Aims. In this work, we aim to explore the most likely gas-phase formation routes for both HOCS⁺ and HSCO⁺ beyond the direct protonation of OCS (i.e., HCS⁺ + OH, HCO⁺ + SH, HOC⁺ + SH, and HCO + SH⁺) to help rationalize previous observational results. Methods. We first explored the thermodynamic feasibility of the aforementioned reactions using high-level double-hybrid B2PLYPD3∕aug-cc-pVTZ and CCSD(T)-F12∕cc-pVTZ-F12 computations. For the reaction HCS⁺ + OH, found to be the most thermodynamically favorable, we characterized the stationary points on its corresponding potential energy surface (PES). In addition, we also used a composite approach to refine relative energies and employed the statistical rate theory and master equation simulations to estimate rate constants and branching ratios.

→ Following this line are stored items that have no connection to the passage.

Issue #377, opened 2017-12-07
component page anchors don't load in TOC


Blackbaud-BrandonJones:
### Expected behavior
If I create a component that has `<stache-page-anchor>`s I would expect them to load on my index file with a table of contents.

### Actual behavior
Table of contents does not pick up these page anchors, they render on the page correctly, but do not display in the table of contents.

### Steps to reproduce
Create a component that has stache page anchors in its template.  Load this component on your index.html page inside a Stache wrapper with showTableOfContents="true".  The anchors will display, the TOC will not pick up the page anchors.

### Solution Possibilities
Create a component that contains <stache-page-anchors> in its template. Then add the component to an index.html page. When rendering that page, the Table of Contents should display the page anchors from the nested component.

I think the solution to this problem is going to require a bigger reworking of how we are handling and passing the data. Likely making use of a page-anchor-service that would track and register all the page anchors. The ToC could reference that service and render accordingly. An official issue will be filed shortly for this work, and hopefully it will make it's way to a sprint before too long.

Blackbaud-BrandonJones:
https://github.com/blackbaud/stache2/pull/441 Resolved

PR #400, opened 2018-01-26
#377 fix page anchor load

Tdortiz:
@Blackbaud-StacyCarlos and I worked on this together and this seems to fix the issue with the page anchors not displaying inside the Table of Contents on page load.


Blackbaud-BrandonJones:
Hey guys thanks for the PR! Though looking at the issue and testing this locally, it does not seem to solve the issue pointed out.

Create a component that contains `<stache-page-anchors>` in its template.  Then add the component to an `index.html` page.  When rendering that page, the Table of Contents should display the page anchors from the nested component.

I think the solution to this problem is going to require a bigger reworking of how we are handling and passing the data.  Likely making use of a page-anchor-service that would track and register all the page anchors.   The ToC could reference that service and render accordingly. An official issue will be filed shortly for this work, and hopefully it will make it's way to a sprint before too long.

If you would like to try your hands at this method, let us know and we can coordinate the effort. :D! We would welcome another pull request!

Blackbaud-BrandonJones:
Being addressed in other PR: https://github.com/blackbaud/stache2/pull/409

PR #409, opened 2018-02-19
Refactor of the page anchor funtionality

Blackbaud-StacyCarlos:
This fixes issue #377 and incorporates an alternate fix for the issue in #400.

Although technically not a breaking change, users would need to add a `name` property to all page anchors to fix a bug. This is unavoidable if the bug is to be completely fixed without resurfacing in the future. This is due to the fact that we don not know when the browser will finishing loading the internal content of the page anchor. Because of this, we don't know when to send the page anchor information to the anchor service. By adding the name property to the inputs of the page anchor, we can know send the information to the anchor service after the component is instantiated.


Blackbaud-BrandonJones:
This is looking good, though there is a slight problem with the Ordering/rendering of anchors that are nested in components.  example

anchor-demo.component.html
```
<stache-page-anchor *ngFor="let t of anchors">
    {{ t.name }}
  </stache-page-anchor>

  <stache-page-anchor>
    {{ changeable }}
  </stache-page-anchor>
```

anchor-demo.component.ts
```
import { Component, OnInit } from '@angular/core';

@Component({
  selector: 'anchor-demo',
  templateUrl: './anchor-demo.component.html'
})
export class StachePageAnchorTestComponent implements OnInit {
  public anchors = [
    {
      name: 'foo'
    },
    {
      name: 'bar'
    },
    {
      name: 'some route'
    }
  ];

  public changeable: string = 'Value One';

  public ngOnInit(): void {
    setTimeout(() => {
      this.changeable = 'different value';
    }, 2000);
  }
}
```

demos/anchor-link/index.html
```
...
  <stache-page-anchor>Test 4</stache-page-anchor>
  <stache-page-anchor>Test 5</stache-page-anchor>
  <anchor-demo></anchor-demo>
  <stache-page-anchor>Test 6</stache-page-anchor>
...
```
Has the following result.  I think this is because when trying to set the name and fragment, It's running before the content is transcluded.  This also has a problem with the order, as the `fragment vs id` isn't set.  
screen shot 2018-03-28 at 8 53 11 am

I think somehow the the wrapper needs to be responsible for querying all the anchors using the `elementRef` and setting the order.  This looks great so far and looks really close :) thanks!

src/app/public/src/modules/wrapper/wrapper.component.spec.ts
```diff
@@ -197,11 +218,11 @@ describe('StacheWrapperComponent', () => {
...
-  it('should have a showTableOfContents input', () => {
-    component.showTableOfContents = true;
-    fixture.detectChanges();
-    expect(component.showTableOfContents).toBe(true);
-  });
+  // it('should have a showTableOfContents input', () => {
+  //   component.showTableOfContents = true;
+  //   fixture.detectChanges();
+  //   expect(component.showTableOfContents).toBe(true);
+  // });
```
Blackbaud-BrandonJones: I forgot to rework and update this test, but it was failing.  We need to either update or remove it.

src/app/public/src/modules/wrapper/wrapper.component.spec.ts
```diff
@@ -287,23 +308,24 @@ describe('StacheWrapperComponent', () => {
...
+  //     return {
+  //       unsubscribe() { }
+  //     };
+  //   });
+  //   const testFixture = TestBed.createComponent(StacheWrapperTestComponent);
+  //   const testComponent = testFixture.componentInstance;
+
+  //   testFixture.detectChanges();
+  //   expect(testComponent.testWrapper.pageAnchorSubscription.length).toEqual(undefined);
+  // });
```
Blackbaud-BrandonJones: See above.

Issue #425, opened 2018-03-20
Remove query string params from breadcrumbs


Blackbaud-BrandonJones:
### Expected behavior
Breadcrumbs should not display the route params
### Actual behavior
Navigating within a Stache page with route params, adds the params to the bread crumbs.
### Steps to reproduce
https://docs.blackbaud.com/engineering-system-docs/standards?foo=bar

breadcrumbs show the params

Blackbaud-LindseyRix:
Reported in Engineering System Slack channel that this issue is affecting page anchors and the ability to select them.

Blackbaud-BrandonJones:
https://github.com/blackbaud/stache2/pull/426

PR #426, opened 2018-03-21
removes query string params from the active url

Blackbaud-BrandonJones:
https://github.com/blackbaud/stache2/issues/425

This fix will remove the Query String params from showing up in the bread crumbs. 

screen shot 2018-03-21 at 8 06 50 am


src/app/public/src/modules/nav/nav.service.ts
```diff
@@ -10,18 +10,19 @@ export class StacheNavService {
...
+    const currentPath = this.router.url.split('?')[0].split('#')[0].substring(1);
+
     if (this.isExternal(route)) {
       this.windowRef.nativeWindow.location.href = route.path;
       return;
     }
 
     if (route.fragment) {
-      const element = this.windowRef.nativeWindow.document.getElementById(route.fragment);
+      const element = this.windowRef.nativeWindow.document.querySelector(`#${route.fragment}`);
```
Blackbaud-SteveBrush: Curious why you went with `querySelector`? It's a bit slower than `getElementById`.

Blackbaud-BrandonJones: I went with `querySelector` because most examples I have seen were posted using it.  It seemed like a more standard practice.

PR #431, opened 2018-03-28
added omnibar service and method to wrapper

Blackbaud-BrandonJones:
So the omnibar service was only ever adding the needed class to the body if it was instantiated. This was only happening if there was an instance of `affix-top` on the page.  So until that directive was used, the page anchors would not scroll properly with the omnibar present.  This fix ensures that the service checks for the omnibar and adds the appropriate class on any stache page.


src/app/public/src/modules/shared/omnibar-adapter.service.ts
```diff
@@ -7,9 +7,13 @@ export class StacheOmnibarAdapterService {
...
   public static readonly EXPECTED_OMNIBAR_HEIGHT: number = 50;
   private element: any = this.windowRef.nativeWindow.document.querySelector('.sky-omnibar-iframe');
+  private configured: boolean = false;
 
-  constructor(private windowRef: StacheWindowRef) {
-    if (this.omnibarEnabled()) {
+  constructor(private windowRef: StacheWindowRef) { }
+
+  public checkForOmnibar(): void {
+    if (this.omnibarEnabled() && !this.configured) {
```
Blackbaud-SteveBrush: LGTM. I would have personally rewired this class to use `Renderer2` to add the class name since it would only ever add the class once (and you'd then avoid the `this.configured` check), but I know you're spent for time.

Blackbaud-SteveBrush: Just by way of demonstration:

```
import { Injectable, Renderer2, RendererFactory2 } from '@angular/core';

import { StacheWindowRef } from './window-ref';

@Injectable()
  private renderer: Renderer2;

  constructor(
    private rendererFactory: RendererFactory2,
    private windowRef: StacheWindowRef
  ) {
    this.renderer = this.rendererFactory.createRenderer(undefined, undefined);
  }

  public checkForOmnibar(): void {
    if (this.omnibarEnabled()) {
      this.applyClassToBody();
    }
  }

  public getHeight(): number {
    return (this.omnibarEnabled()) ? 50 : 0;
  }

  public omnibarEnabled(): boolean {
    return !!this.windowRef.nativeWindow.document.querySelector('.sky-omnibar-iframe');
  }

  private applyClassToBody(): void {
    this.renderer.addClass(
      this.windowRef.nativeWindow.document.body,
      'stache-omnibar-enabled'
    );
  }
}
```

But never mind; merge away!

Blackbaud-BrandonJones: I will implement this :) I totally should have thought of that.

Issue #446, opened 2018-04-18
Double sidebar scrollbars


Blackbaud-BrandonJones:
### Expected behavior
When the side-bar affixes to the top it should only have one scrollbar when it's longer than the page. 
### Actual behavior
Two scrollbars can be seen.
### Steps to reproduce
serve Stache2 and look at the sidebar on the home page when scrolling down.
![screen shot 2018-04-18 at 9 28 31 am](https://user-images.githubusercontent.com/20796436/38934931-06b41a22-42eb-11e8-873f-13235ca2bb83.png)

Blackbaud-LindseyRix:
Fixed.

Issue #424, opened 2018-03-19
Switching between pages causes shifting of sidebar nav + breadcrumbs


Blackbaud-LindseyRix:
On the learn > getting started > tutorials....note that if you toggle between tutorial 1 and tutorial 2, the page margins jump around so that the page contents section shifts to the left a bit.  

https://docs.blackbaud.com/uiextensibility-docs/learn/tutorials/tutorial-two

Lindsey has an animated gif of it happening. GH is not letting me upload files from work so will attach to backlog item.

Reported by: Ben Lambert
- Chrome latest version - looks to be 64.0.3282.186

Blackbaud-LindseyRix:
Per @Blackbaud-BrandonJones, it’s only on windows machines in chrome, it is the scroll bar showing up.

Blackbaud-LindseyRix:
When observing this happen on Ben's computer, it appears that this happens when the page goes from being within the view to requiring a user to scroll down the page. When that happens, the page scrollbar appears on the right (previously hidden), and causes the content to shift on the page. 
- Happens on Windows, Chrome
- Doesn't happen on Mac, Chrome

Blackbaud-BrandonJones:
This was addressed in release 2.8.0 https://github.com/blackbaud/stache2/pull/486
Ben Lambert has been contacted and notified.

PR #447, opened 2018-04-18
Bugfix jumping sidebar

Blackbaud-BrandonJones:
Resolves both:
issue https://github.com/blackbaud/stache2/issues/424
and
issue https://github.com/blackbaud/stache2/issues/446


src/app/public/src/modules/wrapper/wrapper.component.scss
```diff
@@ -1,5 +1,15 @@
 @import '../../styles/_variables';
 
+/*
+* We add this overflow-y so that when switching between screens with and without a vertical
+* scroll bar the page doesn't "jump" 16px back and forth.
+* https://stackoverflow.com/a/7607206
```
Blackbaud-SteveBrush: "Worth mentioning that this permanently shows a vertical scrollbar. May not always be acceptable." :(

Blackbaud-SteveBrush:
I'm struggling to see the importance of fixing #424? It seems that that is just how browser pages work and I wouldn't want to mess with overflow on the html tag...

Blackbaud-LindseyRix:
The developer who reported it is Ben Lambert. I take it seriously the requests he makes and would appreciate it if we fix this for him.

Blackbaud-BrandonJones:
This is being resolved with the reformatting of the sidebar layout.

Results. We show that HOCS⁺ is preferentially formed through the reaction of HCS⁺ with OH, providing a plausible chemical explanation for its interstellar presence and the non-detection of the low energy isomer. Nevertheless, while the branching ratio computed at a T ~T_kin(G+0.693) = 70-140 K is qualitatively consistent with the observations, its value is two orders of magnitude larger than the derived HOCS⁺/HSCO⁺ lower limit observational ratio (of ≥2.3). This suggests that if the upper limit of HSCO⁺ is close to the real abundance, additional formation pathways may also play a significant role in shaping the isomeric ratio.

Conclusions. These results highlight that including all isomers in a given family, along with their isomer-preferential formation pathways, in astrochemical models, which are in many cases isomer-insensitive, is essential to understand their formation routes.